» **Stored items**
»»
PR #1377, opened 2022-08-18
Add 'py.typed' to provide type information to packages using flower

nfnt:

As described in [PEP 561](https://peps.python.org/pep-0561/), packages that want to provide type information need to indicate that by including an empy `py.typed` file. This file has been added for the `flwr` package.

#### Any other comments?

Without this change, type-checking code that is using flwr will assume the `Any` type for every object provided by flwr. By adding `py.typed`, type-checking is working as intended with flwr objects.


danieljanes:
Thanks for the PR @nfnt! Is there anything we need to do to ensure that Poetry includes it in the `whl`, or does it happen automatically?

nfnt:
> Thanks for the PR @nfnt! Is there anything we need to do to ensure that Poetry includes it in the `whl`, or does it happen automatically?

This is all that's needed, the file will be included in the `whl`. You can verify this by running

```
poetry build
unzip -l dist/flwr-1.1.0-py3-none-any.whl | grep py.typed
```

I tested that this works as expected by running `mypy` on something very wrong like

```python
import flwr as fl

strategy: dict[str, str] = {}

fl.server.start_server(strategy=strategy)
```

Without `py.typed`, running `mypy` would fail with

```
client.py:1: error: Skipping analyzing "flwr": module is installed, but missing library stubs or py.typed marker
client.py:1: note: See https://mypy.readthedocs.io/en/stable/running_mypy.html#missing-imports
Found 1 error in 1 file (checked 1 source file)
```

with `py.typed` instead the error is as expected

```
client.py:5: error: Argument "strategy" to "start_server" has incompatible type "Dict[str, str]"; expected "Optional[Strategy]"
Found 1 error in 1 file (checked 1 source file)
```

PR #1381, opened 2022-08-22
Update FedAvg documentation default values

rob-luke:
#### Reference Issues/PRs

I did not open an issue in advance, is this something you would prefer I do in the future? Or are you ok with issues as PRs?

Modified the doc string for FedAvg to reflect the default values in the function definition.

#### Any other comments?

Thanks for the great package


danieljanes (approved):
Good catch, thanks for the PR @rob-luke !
««
» **Task instructions**
Lines from the one with "I did not open" through the end of the data: set these down exactly, including both ends and nothing more.

» **Reply to the task**
I did not open an issue in advance, is this something you would prefer I do in the future? Or are you ok with issues as PRs?

Modified the doc string for FedAvg to reflect the default values in the function definition.

#### Any other comments?

Thanks for the great package


danieljanes (approved):
Good catch, thanks for the PR @rob-luke !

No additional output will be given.